Así las cosas, el «equipo de emergencia» tuvo que ver cómo se las arreglaba para sacar el mejor partido posible de la situación. Y fue mucho el bien que hicieron, a base de espíritu de sacrificio, perseverancia y amor a la humanidad. Unos pasajes de un artículo, relativo a la actividad desarrollada por el Cuerpo Diplomático, que debemos a la pluma del insigne diplomático Edgardo Pérez Quesada, a la sazón Encargado de Negocios de la República Argentina, deberían despertar el interés respecto a la acción ejercida por el Cuerpo Diplomático en aquellas circunstancias, por lo que a continuación lo transcribimos:
«El Cuerpo Diplomático se vio abrumado, a consecuencia de la trágica situación de España, con deberes que excedían, en gran medida, de los que, en tiempos normales pueden corresponder a las representaciones extranjeras, y ello con tan imperiosa urgencia, que no atenderlos hubiera significado traición.
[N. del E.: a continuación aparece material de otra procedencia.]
PR #1385, opened 2022-10-21
[core,osh] make SignalState translatable

melvinw:
This is the second-to-last PR in the signal series. It's size is primarily because of the cut-and-paste of `SignalState` from `pyos` into `builtin_trap`. Otherwise it's mostly some house-keeping. After this the API between the main loop and pyos/kernel is just the six small functions below. The rest of the signal handling code is shared with the hook handling code in the main loop and is all translatable python. I think I like this API, but I'm open to comments, e.g. `SetSigwinchCode()` is a little awkward, but I think it's the least awkward option.
```
def Sigaction(sig_num, handler):
  # type: (int, Any) -> None
  """Set the disposition of a signal. handler is either SIG_DFL or SIG_IGN"""

def RegisterSignalInterest(sig_num):
  # type: (int) -> None
  """Have the kernel notify the main loop about the given signal"""

def GetPendingSignals():
  # type: () -> List[int]
  """Transfer ownership of the current queue of pending signals to the caller."""

def LastSignal():
  # type: () -> int
  """Returns the number of the last signal that fired"""

def SetSigwinchCode(code):
  # type: (int) -> None
  """
  Depending on whether or not SIGWINCH is trapped by a user, it is expected to
  report a different code to `wait`. SetSigwinchCode() lets us set which code is
  reported.
  """

def InitShell():
  # type: () -> None
  """Opaquely initialize state""" 
```

This brings `oil-native` and `opy` up to parity on `spec/builtin-trap`! A follow up PR will do some additional house-keeping to make some interactive shell and SIGWINCH stuff translatable too.

### DIFF
--- a/core/pyos.py
+++ b/core/pyos.py
@@ -266,26 +266,56 @@ def InputAvailable(fd):
 
 UNTRAPPED_SIGWINCH = -1
 
-class SigwinchHandler(object):
-  """Wrapper to call user handler."""
 
-  def __init__(self, display, sig_state):
-    # type: (_IDisplay, SignalState) -> None
-    self.display = display
-    self.sig_state = sig_state
-    self.user_handler = None  # type: _TrapHandler
+class _SignalHandler(object):
+  """
+  A singleton that implements a basic generic signal handler that enqueues
+  signals for asynchrnous processing as they are fired.
+  """
+  _instance = None
+
+  signal_queue = []  # type: List[int]
+  last_sig_num = 0  # type: int
+  sigwinch_num = UNTRAPPED_SIGWINCH
+
+  def __new__(cls):
+    # type: () -> None
+    if cls._instance is None:
+        cls._instance = super(_SignalHandler, cls).__new__(cls)
+
+    return cls._instance
 
   def __call__(self, sig_num, unused_frame):
     # type: (int, Any) -> None
-    """For Python's signal module."""
+    if sig_num == signal.SIGWINCH:
+      self.last_sig_num = self.sigwinch_num
+    else:
+      self.last_sig_num = sig_num
 
-    # SENTINEL for UNTRAPPED SIGWINCH.  If it's trapped, self.user_handler
-    # will overwrite it with signal.SIGWINCH.
-    self.sig_state.last_sig_num = UNTRAPPED_SIGWINCH
+    self.signal_queue.append(sig_num)
 
-    self.display.OnWindowChange()
-    if self.user_handler:
-      self.user_handler(sig_num, unused_frame)
+  def TakeSignalQueue(self):
+    # type: () -> List[int]
+    # A note on signal-safety here. The main loop might be calling this function
+    # at the same time a signal is firing and appending to
+    # `self.signal_queue`. We can forgoe using a lock here
+    # (which would be problematic for the signal handler) because mutual
+    # exclusivity should be maintained by the atomic nature of pointer
+    # assignment (i.e. word-sized writes) on most modern platforms.
+    # The replacement run list is allocated before the swap, so it can be
+    # interuppted at any point without consequence.
+    # This means the signal handler always has exclusive access to
+    # `self.signal_queue`. In the worst case the signal handler might write to
+    # `new_queue` and the corresponding trap handler won't get executed
+    # until the main loop calls this function again.
+    # NOTE: It's important to distinguish between signal-saftey an
+    # thread-saftey here. Signals run in the same process context as the main
+    # loop, while concurrent threads do not and would have to worry about
+    # cache-coherence and instruction reordering.
+    new_queue = []  #  type: List[int]
+    ret = self.signal_queue
+    self.signal_queue = new_queue
+    return ret
 
 
 def Sigaction(sig_num, handler):
@@ -299,10 +329,9 @@ class SignalState(object):
 
   def __init__(self):
     # type: () -> None
-    self.sigwinch_handler = None  # type: SigwinchHandler
-    self.last_sig_num = 0  # MUTABLE GLOBAL, for interrupted 'wait'
+    self.display = None  # type: _IDisplay
     # signal/hook name -> handler
-    self.traps = {}  # type: Dict[int, _TrapHandler]
+    self.traps = {}  # type: Dict[int, command_t]
     # appended to by signal handlers
     self.nodes_to_run = []  # type: List[command_t]
 
@@ -331,8 +360,9 @@ class SignalState(object):
 
     # This is ALWAYS on, which means that it can cause EINTR, and wait() and
     # read() have to handle it
-    self.sigwinch_handler = SigwinchHandler(display, self)
-    signal.signal(signal.SIGWINCH, self.sigwinch_handler)
+    self.display = display
+    signal.signal(signal.SIGWINCH, _SignalHandler())
+    _SignalHandler().sigwinch_num = UNTRAPPED_SIGWINCH
 
     # This doesn't make any tests pass, and we might punt on job control
     if 0:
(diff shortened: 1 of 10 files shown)


cpp/leaky_core.cc
```diff
@@ -16,6 +16,25 @@
...
 
+static List<int>* AllocSignalQueue() {
+  List<int>* ret = NewList<int>();
+  ret->reserve(kMaxSignalsInFlight);
+  return ret;
+}
+
+static List<int>* signal_queue = nullptr;
+static int last_sig_num = 0;
+static int sigwinch_num = UNTRAPPED_SIGWINCH;
```
melvinw, line 27: I _think_ the writes to these should be safe. If we want to be safe we can mark them as explicitly atomic or word-align them so they get treated similarly to pointers

cpp/leaky_core.cc
```diff
@@ -16,6 +16,25 @@
...
+
+static void signal_handler(int sig_num) {
+  assert(signal_queue != nullptr);
+  signal_queue->append(sig_num);
```
melvinw, line 31: Did we decide if `List::append()` was signal-safe in the reserved case? If not, I can switch to a static array here and just build the list in `GetPendingSignals()`

andychu: I think we should wrap all the global state in a class / struct

Then we can do the TSAN thing more logically.  (You could probably do it without, but for me it's easier to reason about)

I believe these are exactly the same in terms of signal safety

```
sigwinch_num = foo;

gSignalState.sigwinch_num = foo;
```

i.e. the global is at a known address, and so if the offset of the member, so the `.` doesn't actually matter for atomicity

core/pyos.py
```diff
@@ -266,26 +261,56 @@ def InputAvailable(fd):
...
+
+  def __new__(cls):
+    # type: () -> _SignalHandler
+    if cls._instance is None:
+        cls._instance = super(_SignalHandler, cls).__new__(cls)
 
-    # SENTINEL for UNTRAPPED SIGWINCH.  If it's trapped, self.user_handler
-    # will overwrite it with signal.SIGWINCH.
-    self.sig_state.last_sig_num = UNTRAPPED_SIGWINCH
+    return cls._instance
```
andychu, line 281: Can we just create a global like:

```
gSignalHandler = SignalHandler()

```

and then 

```
def LastSignal():
  return gSignalHander.LastSignal()
```

This is just a style thing but I think it makes the  code more consistent

andychu (commented):
Thanks, this looks good!  I like that it is making more code translatable

I made 2 suggestions around global state in C++ and Python -- the C++ one I think will help with TSAN, and the Python one is a style thing that will make it more consistent with C++

Basically I just want to use classes and methods, and then a single instance in both cases (no singleton)

If there are some other changes on top of this, we could do that refactoring later, but I think there are some benefits

melvinw:
pushed some patches for you comments @andychu

core/pyos.py
```diff
@@ -294,109 +315,43 @@ def Sigaction(sig_num, handler):
...
-    else:
-      signal.signal(sig_num, handler)
-    self.traps[sig_num] = handler
-    # TODO: SIGINT is similar: set a flag, then optionally call user _TrapHandler
+def GetPendingSignals():
+  # type: () -> List[int]
+  """Transfer ownership of the current queue of pending signals to the caller."""
+  global gSignalHandler
+  assert gSignalHandler is not None
+  return gSignalHandler.TakeSignalQueue()
```
andychu, line 331: Why not use just one name?  e.g. EITHER GetPendingSignals or TakeSignalQueue (I like the latter)

cpp/leaky_core.cc
```diff
@@ -179,12 +181,64 @@ bool InputAvailable(int fd) {
   NotImplemented();
 }
 
+SignalHandler::SignalHandler()
+    : signal_queue(), last_sig_num(0), sigwinch_num(UNTRAPPED_SIGWINCH) {
+}
+
+void SignalHandler::EnqueueSignal(int sig_num) {
+  assert(signal_queue != nullptr);
+  signal_queue->append(sig_num);
```
andychu, line 190: We should have an assert() that's it's less than the kMaxSignals, so we don't allocate in the handler


(We haven't really worked out if asserts should be on in release mode; currently they are.)

cpp/leaky_core.h
```diff
@@ -54,35 +56,29 @@ class TermState {
...
-  }
-  int last_sig_num = 0;
-  Dict<int, builtin_trap::_TrapHandler*>* traps;
-  List<syntax_asdl::command_t*>* nodes_to_run;
+  SignalHandler();
+  void EnqueueSignal(int sig_num);
+  List<int>* TakeSignalQueue();
 
-  DISALLOW_COPY_AND_ASSIGN(SignalState)
+  List<int>* signal_queue;
```
andychu, line 65: Please add a trailing underscore for members -- we're using the style consistently

(It basically comes from https://google.github.io/styleguide/cppguide.html , which is pretty  widely used )

cpp/leaky_core.cc
```diff
@@ -179,12 +181,64 @@ bool InputAvailable(int fd) {
   NotImplemented();
 }
 
+SignalHandler::SignalHandler()
+    : signal_queue(), last_sig_num(0), sigwinch_num(UNTRAPPED_SIGWINCH) {
+}
+
+void SignalHandler::EnqueueSignal(int sig_num) {
```
andychu, line 188: Might want to call this `UpdateVars()`  or something, because it does more than enqueue a signal

That's why I was thinking `SignalSafe::Update()` or `SignalShared::Update()` are more descriptive

i.e. this class isn't really a signal handler -- it's a bunch of state that gets mutated by a signal handler!

osh/builtin_trap.py
```diff
@@ -83,6 +55,96 @@ def RemoveUserHook(self, hook_name):
...
+    # TODO: SIGINT is similar: set a flag, then optionally call user _TrapHandler
+
+  def TakeRunList(self):
+      # type: () -> List[command_t]
+      """Transfer ownership of the current queue of pending trap handlers to the caller."""
+      sig_queue = pyos.GetPendingSignals()
+
+      run_list = []  # type: List[command_t]
+      for sig_num in sig_queue:
+        node = self.traps.get(sig_num, None)
```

Puedo asegurar que todos los diplomáticos dieron en este sentido el máximo rendimiento que podían dar. Se produjo una auténtica competición. Y todo los deberes que con arreglo a nuestra estimación eran ineludibles, se cumplieron. Tal es nuestra mayor satisfacción.
»Las dificultades anejas a todo ello eran importantes. Teníamos que desenvolvernos en una atmósfera cargada de apasionamientos y tendencias desfavorables provocadas por la guerra civil más terrible y sangrienta que registraba la Historia. El más mínimo paso en falso, la simple apariencia de una actitud partidista, podía interpretarse como una inclinación por algo que desentonara con la absoluta neutralidad de nuestra actuación. Y ésta, sin embargo tenía que ir encaminada, obligada por las circunstancias, a proteger la vida y los intereses morales de aquellos que sufrían persecución, aunque no fuera por parte de los organismos oficiales, pero sí de aquellos que por su relación y su colaboración con dichos organismos, constituían una de las fuerzas en lucha.
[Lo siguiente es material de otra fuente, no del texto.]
PR #1392, opened 2022-10-25
[cpp] make print_time() consistent with bash

melvinw:
The CPU load column doesn't exist there and the entries are separated by newlines by default. Also print to stderr.


andychu:
Thanks for fixing this!

PR #1393, opened 2022-10-26
Make Buf use GC

CoffeeTableEspresso:


frontend/consts_gen.py
```diff
@@ -162,7 +162,7 @@ def GenCharLookup(func_name, lookup, f, required=False):
 
   for char_code in sorted(lookup):
     f.write("  case '%s':\n" % CChar(char_code))
-    f.write('    return StrFromC("%s");\n' % CChar(lookup[char_code]))
+    f.write('    return StrFromC("%s", 1);\n' % CChar(lookup[char_code]))
```
andychu, line 165: I think if you merge master into your branch, then Github won't show these diffs?

That might be a good idea since the change has been open for awhile

mycpp/TEST.sh
```diff
@@ -90,8 +90,8 @@ examples-variant() {
     (asan|rvroot)
       # TODO: make examples/parse pass!
       # https://github.com/oilshell/oil/issues/1317
-      if test $num_failed -ne 1; then
-        echo "FAIL: Expected 1 failure in ASAN"
+      if test $num_failed -ne 0; then
+        echo "FAIL: Expected 0 failure in ASAN"
```
andychu, line 94: woohoo!

mycpp/leaky_mylib.cc
```diff
@@ -8,8 +8,18 @@ mylib::FormatStringer gBuf;
 
 namespace mylib {
 
-Str* StrFromBuf(const Buf& buf) {
-  return ::StrFromC(buf.data_, buf.len_);
+Str* StrFromBuf(const Buf* buf) {
+  return ::StrFromC(buf->data_, buf->len_);
```
andychu, line 12: This makes a copy, but we can look at removing that in a follow-up

mycpp/leaky_mylib.cc
```diff
@@ -137,51 +147,73 @@ bool CFileWriter::isatty() {
...
+    b->len_ = buf_->len_;
+    b->data_[b->len_] = '\0';
+    // free(buf_->data_);
+    buf_ = b;
+  }
+}
+
+void BufWriter::Extend(Str* s) {
+  ExpandBufCapacity(len(s));
+  buf_->Extend(s);
```
andychu, line 195: It seems like both of these lines do a memcpy() ?  Is that necessary?

What about `MarkSweepHeap::Reallocate()` which calls `realloc()`?

mycpp/leaky_mylib.h
```diff
@@ -166,10 +170,24 @@ class BufWriter : public Writer {
...
+
+  void ExpandBufCapacity(int n);
+  void Extend(Str* s);
+
+  bool BufIsEmpty() {
+    return buf_ == nullptr;
+  }
+
+  Buf* buf_;
+  bool buf_is_valid_ = true;
```
andychu, line 183: do we need this member?

mycpp/leaky_mylib.cc
```diff
@@ -8,8 +8,18 @@ mylib::FormatStringer gBuf;
...
-  return ::StrFromC(buf.data_, buf.len_);
+Str* StrFromBuf(const Buf* buf) {
+  return ::StrFromC(buf->data_, buf->len_);
+}
+
+Buf* NewBuf(int cap) {
+  void* place = gHeap.Allocate(sizeof(Buf) + cap + 1);
+
+  auto* b = new (place) Buf();
+  b->cap_ = cap;
```
andychu, line 19: style issue: It seems like we could make cap_ a constructor param rather than initializing to zero and then mutating it here

`len_` could also rely on the constructor

andychu (commented):
Thanks for doing this!  I took a quick look and may not have understood everything

I think the main question is if we should use realloc(), I don't see why not?

mycpp/leaky_mylib.cc
CoffeeTableEspresso: Ack

PR #1394, opened 2022-10-27
[frontend] make str lens explicit in lookup tables

melvinw:
We currently use the `StrFromC(char *)` form for `Str` creation in the generated character lookup tables for C++. This means '\0' gets interpreted as the empty string instead of a string of length one with a NULL byte in it.  Using the `StrFromC(char *, int)` form fixes this. For characters other than '\0' this should make no difference.


melvinw:
This should fix a few spec tests in `builtin-io` and `nul-bytes`

andychu:
Great catch, thank you !!

PR #1395, opened 2022-10-29
Create two basic spectests for argparse

Melkor333:
I finally found some time to do something about the spec tests for argparse.

Now I'm really unsure if it more or less resembles what we discussed, I think some of your points went over my head plus I read through the python argparse manual and took a lot of inspiration. The idea is that the hay definition should feel as much as possible like the python argparse definitions.

I intentionally only implemented 2 spec tests because I'm very unsure if they make sense! I'll add more spec tests for different features once these are approved 🙂 

I will do a final rebase (with proper commit naming) lateron

### DIFF
--- a/spec/oil-builtin-argparse.test.sh
+++ b/spec/oil-builtin-argparse.test.sh
@@ -4,14 +4,11 @@
 #
 # The following is as close as possible to the python argparse which seems to work well
 
-#### Argparse basic statement
+#### Argparse boolsche option and positional
 
 #I assume the hay definitions are given.
 ArgSpec myspec {
-  description = '''
-     Reference Implementation
-  '''
-  arg -v --verbose { type = Bool, help = "Verbose" }
+  arg -v --verbose { type = Bool }
   # TODO: can position be implicit (in given order?) or is the order not maintained in hay?
   arg firstPositional
 }
@@ -26,7 +23,7 @@ argparse (myspec, args, :opts)
 (List)   []
 ## END
 
-#### Argparse print automatic option "help"
+#### Argparse basic help message
 ArgSpec myspec {
   description = '''
      Reference Implementation
--- a/spec/oil-builtin-argparse.test.sh
+++ b/spec/oil-builtin-argparse.test.sh
@@ -5,43 +5,55 @@
 # The following is as close as possible to the python argparse which seems to work well
 
 #### Argparse boolsche option and positional
+hay define ArgSpec
+hay define ArgSpec/Arg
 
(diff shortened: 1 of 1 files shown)


andychu:
Thank you, I'm traveling now and will try to look at this tonight!

spec/oil-builtin-argparse.test.sh
```diff
@@ -2,34 +2,48 @@
...
 
-#### Argparse Prototype
-
-hay define argparse
-
-# Oops, we're running into this problem ...
+#I assume the hay definitions are given.
+ArgSpec myspec {
+  arg -v --verbose { type = Bool }
+  # TODO: can position be implicit (in given order?) or is the order not maintained in hay?
```
andychu, line 12: The order can be maintained (though we have to figure out how to do it)

Maybe add two positional args like `src` and `dest`?

spec/oil-builtin-argparse.test.sh
```diff
@@ -2,34 +2,48 @@
...
+#### Argparse basic help message
+ArgSpec myspec {
+  description = '''
+     Reference Implementation
+  '''
+  prog = "program-name"
+  arg -v --verbose { type = Bool, help = "Verbose" }
+  arg firstPositional
+}
+var args = ['-h' 'posone']
```
andychu, line 35: This might be missing a comma

Try

`test/spec.sh oil-builtin-argparse` to test it

It would be useful to see the errors

andychu (commented):
Thanks!  Somehow I forgot I added a skeleton back in May

But this looks like a good improvement!  I think I agree with all the changes

spec/oil-builtin-argparse.test.sh
Melkor333: I saw only now that `test/spec.sh` allows `-f`, otherwise it only shows "FAIL" 😄  Thanks for spotting the typo

Melkor333:
I re-added the `hay define..` lines so that we get a (more or less) reasonable error code when running the spec tests. The current reason for failure still points to a syntax error, but I think that's okay:
```
case	line	oil	
  0	 7	FAIL	Argparse boolsche option and positional
case: 0
[oil stdout] Expected '{\n  "verbose": true,\n  "src": "src/path",\n  "dst": "dst/path"\n}\n[\n\n]\n', got ''
[oil status] Expected 0, got 2
oil stdout:

oil stderr:
  argparse (myspec, args, :opts)
                          ^
[ stdin ]:10: Syntax error in expression (near Id.Arith_Colon)
```

PR #1397, opened 2022-11-05
[mycpp/runtime refactor] Prepare BufWriter for 2 optimizations

andychu:
Potential optimizations:

1. Use realloc() with MarkSweepHeap::Reallocate()

- Inline small private methods into BufWriter::write().  I think it's easier to see what happens to buf_ all in one place.
- Rename ExpandBufCapacity() -> EnsureCapacity() because it doesn't always "Expand".  It now takes a capacity integer arg, and returns a Buf*, which is similar to realloc().

2. "Zero copy" of mutable Buf -> immutable Str

- Move is_valid_ state out of Buf, into BufWriter.  Check it in both write() and getvalue().
- Remove bogus comment I added about ASAN error. This was because the test was using BufWriter incorrectly, and the assertions weren't tight enough.

Also:

- Add test coverage for the kEmptyString case.

This is a pure refactoring PR -- no behavior change.

### DIFF
--- a/mycpp/bump_leak_heap.cc
+++ b/mycpp/bump_leak_heap.cc
@@ -23,6 +23,10 @@ void* BumpLeakHeap::Allocate(int num_bytes) {
   return p;
 }
 
+void* BumpLeakHeap::Reallocate(void *p, int num_bytes) {
+  return Allocate(num_bytes);
+}
+
 void BumpLeakHeap::Report() {
   log("[BumpLeakHeap]");
   log("  num allocated = %10d", num_allocated_);
--- a/mycpp/bump_leak_heap.cc
+++ b/mycpp/bump_leak_heap.cc
@@ -24,7 +24,11 @@ void* BumpLeakHeap::Allocate(int num_bytes) {
 }
 
 void* BumpLeakHeap::Reallocate(void* p, int num_bytes) {
-  return Allocate(num_bytes);
+  // TODO:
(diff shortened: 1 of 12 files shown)


mycpp/bump_leak_heap.cc
```diff
@@ -23,6 +23,10 @@ void* BumpLeakHeap::Allocate(int num_bytes) {
   return p;
 }
 
+void* BumpLeakHeap::Reallocate(void* p, int num_bytes) {
+  return Allocate(num_bytes);
```
CoffeeTableEspresso, line 27: This discards the data from the previous pointer.

mycpp/leaky_mylib.cc
```diff
@@ -153,66 +153,60 @@ void Buf::Extend(Str* s) {
...
-    return;
-  }
-
+// TODO: realloc() to new capacity instead of creating NewBuf()
+Buf* BufWriter::EnsureCapacity(int capacity) {
   assert(buf_->cap_ >= buf_->len_);
 
-  if (buf_->cap_ < buf_->len_ + n) {
+  if (buf_->cap_ < capacity) {
     // buf_->cap_ = std::max(buf_->cap_ * 2, buf_->len_ + n);
```
CoffeeTableEspresso, line 165: Delete commented out lines?

CoffeeTableEspresso (approved):

andychu:
merged with CLI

»Una vacilación, un paso atrás asustadizo o el temor de ir demasiado lejos, hubiese podido tener como consecuencia en muchos casos, la pérdida de una vida. Por otra parte, una intervención excesiva o un paso demasiado audaz hacia adelante, podría provocar la desconfianza de las autoridades que, en el ejercicio de su cargo, vigilaban cada movimiento del Cuerpo Diplomático. Todo ello exigía un tacto muy especial que, si ya en tiempos normales era absolutamente inevitable para ejercer la diplomacia, era ahora tanto más indispensable cuanto que los problemas que había que resolver no eran objeto de contratos administrativos ni de visitas protocolarias.
»Se trataba, nada menos, que de evitar ejecuciones clandestinas, de obtener la libertad de aquellas gentes contra las que no existía acusación formal alguna, de ejercitar el derecho de asilo, en una medida tan amplia, como hasta entonces no hubiera podido soñar el defensor más convencido de esta humanitaria ayuda mutua entre pueblos civilizados y, con todo ello, arrancar a las víctimas de las garras de la crueldad. Juntamente con esta actividad, visitar a los heridos, ayudar a los necesitados, cooperar a la salida del país de víctimas inocentes de la guerra, y facilitar alimentos y ropa a una población que tras todos los sustos padecidos a causa de esta lucha, además había de enfrentarse con un invierno de hambre y con el riesgo de morir de frío.
»A la Diplomacia se la ha hostilizado, se la ha combatido como a algo superfluo y artificial. Sólo se ha querido ver en ella lo externo, es decir la parte festiva y protocolaria de sus funciones. La guerra civil española, que tanto ha destruido y que en gran medida ha desvelado la imperfección humana, destacó, sin embargo, también ante el mundo algo positivo, —¡que la Diplomacia sirve para algo más que para lucir bonitos uniformes y participar en fiestas de gala!—. La Diplomacia en España demostró plenamente su validez. Me siento orgulloso de pertenecer a ese grupo de hombres que ejercieron su actividad en Madrid en aquellos trágicos días».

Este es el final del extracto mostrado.